Questi meravigliosi ragazzi hanno poi un maestro in campo con loro, come Splinter per le Tartarughe Ninja: Rimantas Kaukenas piuttosto che perdere apre un conto in Grecia.

Gara 7 a Venezia non può finire diversamente, Reggio vola in finale dove ad aspettarla non c’è incredibilmente Milano ma un’altra storia incredibile dalla stagione vincente e allo stesso tempo burrascosa. La finale è Reggio Emilia – Sassari.

finale

Alessandro Catellani Photography

Ecco, la favola iniziata a Luglio dell’anno scorso finisce qui, come nei film in cui, con le immagini dei protagonisti, scorrono in sovraimpressione le notizie di ognuno di essi:

  • Andrea Cinciarini: chiude i playoff giocando quasi 35 di media, distribuisce 125 assist a fronte di 55 palle perse. D’ora in poi chiamatelo pure “il professore”
  • Amedeo Della Valle: alla prima esperienza senior della sua vita segna quasi 10 punti di media col 35 scarso da 3 punti. Segnerà in finale delle bombe che non si vedevano a Reggio dai tempi di un certo Gianluca Basile.
  • Achille Polonara: sfiora la doppia doppia di media, ha il plus/minus più alto di tutta la squadra. I tifosi vogliono una strada a suo nome.
  • Rimantas Kaukenas: si scoprirà alla fine della stagione che nelle vene scorre incredibilmente sangue e non ghiaccio come tutti pensavano.
  • Lavrinovic: più letale di una silenziosa sotto le lenzuola, piuttosto che rinunciare al campo è pronto a sostituire la gamba malandata con quella del suo gemello.
  • Riccardo Cervi: quando c’è da giocarsi la stagione non si scherza mica come su facebook, giocherà una gara 7 memorabile.
  • Drake Diener: è stato subito amore coi tifosi, se solo ci fosse un telecomando per tornare indietro in gara 7, a 4 dalla fine palla in mano dopo una bomba irreale…
  • Federico Mussini: questa storia inizia e finisce con lui. Zaino in spalla, scarpe da basket ai piedi, New York che lo aspetta..
  • Giovanni Pini: tifare come un matto dalla panca aspettando il proprio momento, sapendo che arriverà, farsi trovare pronti, rischiare di decidere la finale scudetto.

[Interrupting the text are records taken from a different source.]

PR #62, opened 2021-08-12
add metamask high gas explanation

conundrumer:
During drops, prospective minters frequently complain about extremely high gas, and we have to explain over and over again that it's metamask doing it. Now we can explain with artbot by doing `@artbot high gas?` or `@artbot gas high?`


jakerockland:
This is fantastic, thank you! :)

Issue #99, opened 2021-10-01
Fix syntax errors introduced in PR #98


ryley-o:
artbot currently doesn't run on master. Good example of why we want to add CI.

PR #100, opened 2021-10-01
Fixes issue #99

ryley-o:
minor edits to get artbot working again


aaronpenne:
ty for the catch, I need to set up a local test env

PR #106, opened 2021-10-05
Refactor channel ENV variables to be configured via JSON

### LINKED ISSUE #83: Refactor channel ENV variables to be configured via JSON
With the number of channels we're adding, we will eventually run into constraints with the # of bytes we're trying to store in ENV variables on Heroku.

We eventually will need to move to using a different configuration system for channels, for which I would suggest using JSON.

This could be as simple as something like `channels.json` that looks like:

```
{
  "CHANNEL_FIDENZA_SALES": 880937060075192320
  "CHANNEL_FIDENZA_GENERAL": 879488624197001293
  // ... etc
}
```

Or we could (this is preferable but more nuanced and this work could be done in two parts as such) configure the entire project bots (each `ProjectBot`) in JSON which would make it easier for to add support for new artists/projects. 

E.g., something like:

```
{
  "fidenza": {"channel": 880937060075192320, projectNumber: 78, name: "Fidenza", mintCount: 999}
  // ... etc
}
```

ryley-o:
Closes #83.

- Projects bots and named mappings are now all defined in ProjectConfig/projectBots*.json
- Channels and associated project bot trigger words and/or tokenIDs are now all defined in ProjectConfig/projectBots*.json
- Minter contracts defined in minterContracts.json

Environment variables are now only required for items that should be configured at runtime, or are non-public. Including env.example file to describe remaining recommended set of environment variables.


.env.example
```diff
@@ -0,0 +1,5 @@
+ARTBOT_IS_PROD=false;
+TOKEN=<contact maintainer for artbot-jr token is desired>
+METADATA_REFRESH_INTERVAL_MINUTES=60
+# CHANNEL_ADDRESS_COLLECTION=
```
jakerockland, line 4: Can we just remove this from the example rather than comment it out?

.env.example
```diff
@@ -0,0 +1,5 @@
+ARTBOT_IS_PROD=false;
```
jakerockland, line 1: Can we just remove this line if it is false? I'm worried that including it at all may lead to some people accidentally flipping it to true to "see what happens".

ProjectConfig/minterContracts.json
```diff
@@ -0,0 +1,4 @@
+{
```
jakerockland, line 1: The original mistake here was mine in calling these minter contracts, that was a misnomer. These are actually the "Core" contracts. Can we please rename this file and associated usage to `coreContracts` instead for better naming consistency with the rest of our codebase? Apologies for the churn.

Classes/ProjectBot.js
```diff
@@ -28,6 +36,11 @@ class ProjectBot {
       return;
     }
 
+    // decode any mappings
+    if (this.namedMappings) {
+      content = this.namedMappings.transform(content)
```
jakerockland, line 41: Nit: can you add a semicolon at the end of the line here please?

ProjectConfig/projectConfig.js
```diff
@@ -0,0 +1,131 @@
...
+
+  static buildChannelHandlers(ChannelsJson) {
+    const channels = {};
+    Object.entries(ChannelsJson).forEach(([chID, chParams]) => {
+      channels[chID] = new Channel(chParams);
+    });
+    return channels;
+  }
+
+  static buildChIdByName(channels) {
```
jakerockland, line 105: Nit: I don't think we need to abbreviate here, can we update this to `buildChannelIDByName` please?

ProjectConfig/projectConfig.js
```diff
@@ -0,0 +1,131 @@
...
+    }
+    const botName =
+      channel.botNameFromNumberMsgContent(msg.content.toLowerCase());
+    if (botName === null) {
+      // should never occur for anything we are being asked to route
+      console.error(`Channel ID: ${channelID} does not have a ProjectBot`);
+    }
+    this.projectBots[botName].handleNumberMessage(msg);
+  }
+}
```
jakerockland, line 128: Do you mind adding short documentation comments for each of these functions please?

jakerockland (changes requested):
This is excellent work, thank you @ryley-o 🥳 

A couple minor requests here inline, and then one slightly broader request: Do you mind adding a new markdown file, named something like "JSON_SCHEMA.md", which gives a very brief explanation for the valid schema for each of the new JSON config files being introduced?

ProjectConfig/projectBots_dev.json
```diff
@@ -0,0 +1,34 @@
+{
+    "squiggleBot": {
+        "projectNumber": 0,
+        "mintContract": "OG",
+        "editionNumber": 10000,
```
jakerockland, line 5: One more naming preference here, can we use "editionSize" or "editionCount" rather than "editionNumber"?

.env.example
ryley-o: Yes

.env.example
jakerockland: This part is already set in Prod 🥳 once this PR is merged I will go through and clean up old ENV variables, as we should only need a very few set now in Heroku after this merges, and will be careful to not delete this 😂

ProjectConfig/minterContracts.json
ryley-o: Yes

jakerockland:
TY for the updates @ryley-o ! This LGTM, pending on question, re: the JSON_SCHEMA.md or something of the like, did you write that and forget to add to the commit, or are you planning to follow up on that via a later PR? If the later, that is fine, but can you file a bug to capture this please?

Issue #104, opened 2021-10-04
Add basic unit test coverage for new projects


jakerockland:
Ideally bare bones here is test coverage for the addition of new project support, and then we can branch out from there in additional coverage down the line.

PR #116, opened 2021-10-12
Add missing skulptuurBot definition to projectBots json

ryley-o:
SkulptuurBot definition was unintentionally left off during refactor. This type of error will not occur once issue #104 is completed.


jakerockland:
Whoops, rad thanks for fixing @ryley-o and thanks for flagging @mathewzilla

PR #119, opened 2021-10-12
Fix global replace to implement Owner/Winner -> Seller/Buyer

ryley-o:
Parenthesis in regex were causing artbot to not replace Owner and Winer with Seller and Buyer, respectively. Also, updated to only globally replace Winner since Owner will be at the start of description, and that is all that we want to replace.


ryley-o:
@jakerockland I missed that the regex including parenthesis in PR #118, so updating the regex to match Owner and Winner for this PR.

No way to test triager locally at the moment, but I'm confident that this will run fine!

Anche la favola di questo ragazzo è appena iniziata.
  • Ojars Silins: sembra non recuperare mai bene dall’infortunio, non ha confidenza con la partita… ecco, poi quando conta sembra uno dei veterani. Il suo talento tecnico e atletico lo porteranno ad indossare il cappellino di Brooklyn molto presto.
  • Coach Menetti: eroi i giocatori, eroe anche e soprattutto il coach: quando non c’è pressione e si può lavorare bene è relativamente facile ottenere consensi. Quest’anno Menetti invece se l’è sudata eccome: con una squadra che non si poteva nascondere, da vero mago è riuscito ad adattare il suo gioco a roster che cambiavano quasi settimanalmente. Il tutto con una semplicità disarmante. E Reggio Emilia è stata una delle poche squadre viste quest’anno in Italia ad avere una certa coerenza anche dal punto di vista tattico. Chapeau per l’allenatore ma prima di tutto per l’uomo, un vero Signore.

 

 

C’è chi dice che un’occasione del genere non capiterà mai più a Reggio Emilia. Io dico che siamo solo all’inizio, e finchè i protagonisti saranno quei ragazzi che calcano il campo delle giovanili in tutta Italia, non mi stancherò mai di narrare le loro gesta.